3. **Conducted extensive ablation studies**: These studies provide useful insights and practical suggestions, which are of great significance to the research community and relevant practitioners.
### Method Overview
1. **Overall Process**:
- **Data Pre - processing**: Carefully process the input features and convert them into a structured format for the training of the deep network.
- **Train Non - sequential and Sequential Models Separately**: Designed two main sub - models, a DNN model for processing non - sequential features and another Transformer - based model for processing sequential features.
- **Joint Fine - tuning**: Connect the output hidden layers of the two sub - models and apply another linear head to generate the final prediction score, and then perform joint fine - tuning on the entire model to improve performance.
2. **Label Selection**:
- Selected long - term labels for training because long - term labels are more balanced than short - term labels and are less sensitive to changes in the time distribution, thereby improving the model's generalization ability.

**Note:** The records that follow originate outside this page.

PR #1216, opened 2018-10-19
refactor(common): refactor validation pipe

jbpionnier:
## PR Checklist

## PR Type

```
[ ] Bugfix
[ ] Feature
[ ] Build related changes
[ ] CI related changes
[ ] Other... Please describe:
```

Issue Number: N/A

```
[ ] Yes
[x] No
```

## Other information

### DIFF
--- a/packages/common/pipes/validation.pipe.ts
+++ b/packages/common/pipes/validation.pipe.ts
@@ -1,5 +1,5 @@
 import { Optional } from '../decorators';
-import { ArgumentMetadata, BadRequestException } from '../index';
+import { ArgumentMetadata, BadRequestException, Type } from '../index';
 import { ValidatorOptions } from '../interfaces/external/validator-options.interface';
 import { PipeTransform } from '../interfaces/features/pipe-transform.interface';
 import { loadPackage } from '../utils/load-package.util';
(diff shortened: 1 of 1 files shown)


packages/common/pipes/validation.pipe.ts
```diff
@@ -16,13 +16,12 @@ let classTransformer: any = {};
 
 @Injectable()
 export class ValidationPipe implements PipeTransform<any> {
-  protected isTransformEnabled: boolean;
-  protected isDetailedOutputDisabled?: boolean;
-  protected validatorOptions: ValidatorOptions;
+  protected readonly isTransformEnabled: boolean;
+  protected readonly isDetailedOutputDisabled?: boolean;
+  protected readonly validatorOptions: ValidatorOptions;
```
kamilmysliwiec: What if someone decides to extend `ValidationPipe` and change these values asynchronously (depending on some async resources, remote config service, whatever)? In such case, TypeScript would report errors about changing `readonly` values outside of the `constructor`.

packages/common/pipes/validation.pipe.ts
```diff
@@ -59,11 +58,11 @@ export class ValidationPipe implements PipeTransform<any> {
     if (type === 'custom') {
       return false;
     }
-    const types = [String, Boolean, Number, Array, Object];
-    return !types.some(t => metatype === t) && !isNil(metatype);
+    const types = [String, Boolean, Number, Array, Object] as ReadonlyArray<Type<any>>;
```
marcus-sa: There's absolutely 0 reason to type the array, as TS by default does that, which means the array is typed as `any[]`

packages/common/pipes/validation.pipe.ts
```diff
@@ -59,11 +58,11 @@ export class ValidationPipe implements PipeTransform<any> {
...
+    return !types.some((t: Type<any>) => metatype === t);
```
marcus-sa: The `Type<T>` interface is only used to type class references, which means that it isn't a valid use case.

packages/common/pipes/validation.pipe.ts
```diff
@@ -16,13 +16,12 @@ let classTransformer: any = {};
...
-  protected isDetailedOutputDisabled?: boolean;
-  protected validatorOptions: ValidatorOptions;
+  protected readonly isTransformEnabled: boolean;
+  protected readonly isDetailedOutputDisabled?: boolean;
+  protected readonly validatorOptions: ValidatorOptions;
 
   constructor(@Optional() options?: ValidationPipeOptions) {
-    options = options || {};
-    const { transform, disableErrorMessages, ...validatorOptions } = options;
+    const { transform, disableErrorMessages, ...validatorOptions }: ValidationPipeOptions  = options || {};
```
marcus-sa: This is NOT right.
You shouldn't use the OR operator to default options to an empty object in this situation, and you shouldn't type the object twice, instead it should be like this.

```ts
constructor(@Optional() options: ValidationPipeOptions = {}) {
  const { transform, disableErrorMessages, ...validatorOptions } = options;
```

jbpionnier:
ok... 
it's PR is not necessary.
I close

3. **Data Pre - processing**:
- Normalized and processed time features, numerical features, and categorical features.
- Adopted feature selection techniques and used XGBoost to select the 500 most important non - sequential numerical features.
- Specifically dealt with missing values and outliers and retained the information of meaningful 0 and NaN values.
4. **Modeling Non - sequential Features**:
- Used a simple but effective neural network architecture, including an embedding layer, a multi - layer perceptron (MLP), and a sigmoid activation function.
5. **Modeling Sequential Features**:
- Adopted a Transformer - based model and used time embedding and attention mechanisms to process sequential data.
- Introduced masked language model (MLM) pre - training to accelerate the training of the sequential model.
6. **Weighted BCE Loss**:
- To deal with the data imbalance problem, adopted a weighted binary cross - entropy (BCE) loss function and used oversampling techniques in the sequential model.
7. **Separate Training and Joint Fine - tuning**:
- Adopted a two - stage training strategy: first train the non - sequential and sequential models separately, and then perform joint fine - tuning to fully utilize the sequential features.
### Experimental Results
- **Baseline Models**: Include XGBoost, DeepFM, DCN, AutoInt, etc.
- **Experimental Setup**: Used credit report data and repayment behavior data of 582,996 users from August 2020 to July 2021.
- **Evaluation Metrics**: Mainly used the AUC (area under the ROC curve) score for evaluation.
- **Main Results**:
- DeRisk's non - sequential model DNN and sequential model MLM + Transformer both outperformed all baseline models.
- The performance of the jointly fine - tuned model is better than that of the non - sequential or sequential model used alone.
- Complex models do not necessarily perform better.
Through these methods and experiments, the paper demonstrates the effectiveness and superiority of the DeRisk framework on actual financial data.